I use your strategy from time to time though. If it's safe to shoot a .50 cal
in em' it'll probably drown the shrill winging.

If you want to pump up (down?) the jams you can wear inner ear plugs under the
outer ones. It's like a sensory deprivation tank for your mind.

------
fpgaminer
I'm extremely sensitive to noise, so I've tried my fair share of solutions as
well.

In terms of absolutely blocking sound, the best I've found thus far are a pair
of Etymotic in-ear headphones. I don't recall the model I have. They aren't
noise cancelling; they're basically just earplug headphones.
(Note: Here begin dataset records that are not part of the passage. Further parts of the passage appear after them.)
Issue #965, opened 2018-03-30
$GIT_BRANCH invalid value in PR builds?


drewfish:
**What happened**:
`git diff $GIT_BRANCH --numstat` results in `Invalid object name 'origin/refs/pull/14/head'`

**What you expected to happen**:
`$GIT_BRANCH` is a valid value which can be passed to `git diff`

**How to reproduce it**:

drewfish:
In a PR build I did a `tree .git/refs` and saw this:
```
.git/refs
 |-- heads
 | |-- master
 | `-- pr
 |-- remotes
 | `-- origin
 | `-- HEAD
 `-- tags
```

tkyi:
Are you expecting the branch name of the PR?

lfjewett:
This is the closest issue I could find to what we're searching for.  We have a pipeline workflow that runs a set of templates against different accounts depending on the branch.  Commits to the develop branch run templates in a DEV account and Commits to master run them in production.   It's fairly simple to write logic to switch the account parameters based off the GIT_BRANCH value for this job.  However if a job is started as part of ~pr then we have no idea if that PR is headed to develop or master and no easy way to find out.

One work around is to grab the value using a github API token with the following; 

`https://api.github.com/repos/org/project/pulls/10 | jq '.base["ref"]'`

It would be **very** helpful if Screwdriver provided this information for us instead, and would make for much simpler and cleaner pipelines.  Perhaps someone else has an easier way to find the real branch for a PR?

jithin1987:
What we could do is make `GIT_BRANCH` always be the target Git branch for which the job is configured. And if it's a Pull Request then introduce `GIT_PR_REF` which will hold the current `GIT_BRANCH` value for a Pull Request

yoshwata:
I hope that `GIT_BRANCH` would be the branch name that we can push to.

PR #1980, opened 2020-02-27
fix(965): [4]$GIT_BRANCH invalid value in PR builds

ibu1224:
## Context

I fix [issue](https://github.com/screwdriver-cd/screwdriver/issues/965).
I add new variables,`PR_BRANCH_NAME`.
I fix the `data-schema`,`scm-base` and `scm-github` accordingly.

This PR is requires below changes before merge.
[1] https://github.com/screwdriver-cd/data-schema/pull/386
[2] scm-base https://github.com/screwdriver-cd/scm-base/pull/75
[3] scm-github https://github.com/screwdriver-cd/scm-github/pull/150
## Objective
I modify it to return `prSource`.
Because I need `fork` information to set prBranchName.

## License


test/plugins/builds.test.js
```diff
@@ -1339,6 +1341,8 @@ describe('build plugin test', () => {
                             scmContext,
                             eventId: 'bbf22a3808c19dc50777258a253805b14fb3ad8b',
                             configPipelineSha,
+                            prSource: '',
+                            prInfo: '',
```
kumada626: This is not correct test case. This test case is the chainPRs test case. Therefore, in this test case, `prSource` and `prInfo` should have a value.

kumada626:
In the following test case also should have a value for `prSource` and `prInfo`.
https://github.com/screwdriver-cd/screwdriver/blob/b95467300416633e578311d3a6f816e3e95eb11f/test/plugins/builds.test.js#L1597

test/plugins/builds.test.js
jithine: @kumada626 @ibu1224 can this be fixed in a subsequent PR. I need to merge this since we need to get an internal release out for unblocking Parallel join.

ibu1224:
@jithine @kumada626 
Thank you review.
I create another PR to fix the test.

But they are
really effectively. Just be sure you use them correctly. It's easy to think
you just plop them in your ear like normal earbuds. You have to insert them
like ear plugs. When done correctly they create a seal and the noise blocking
is incredible, even compared to the big PPE ear equipment I have. Plus they
look just like any other earbuds to other people, so you don't look like a
dork :P

Besides those, the Bose noise cancelling headphones are "okay". As others have
mentioned, they're really poor at blocking nearby voices. If you're going to
be listening to music, that's not much of an issue. But I tend to listen to
podcasts, videos, etc, so there's nothing else extra to drown out what the
headphones miss. And you're paying quite a premium for headphones that, in
terms of build quality, sound quality, and features, are worth maybe 1/3 of
the MSRP. Not much you can do about that; Bose holds patents on the best noise
cancelling.

On a slight tangent. My sensitivities to noise have led me to some ...
interesting solutions over the years living in noisy apartments. Hearing
people's TVs, talking, etc through walls really bothers me. The solution I
came up with was to pump white noise through a subwoofer, turned down really
low. It creates a very subtle, low frequency rumble. It's just loud enough to
drown out the stuff that bleeds through walls, but quiet enough that you
forget it's there. By using just the subwoofer you target the majority of
frequencies that can make it through walls, without adding the annoying "hiss"
of regular white noise machines.

For me that was really effective for dealing with the day-to-day noise of
apartments.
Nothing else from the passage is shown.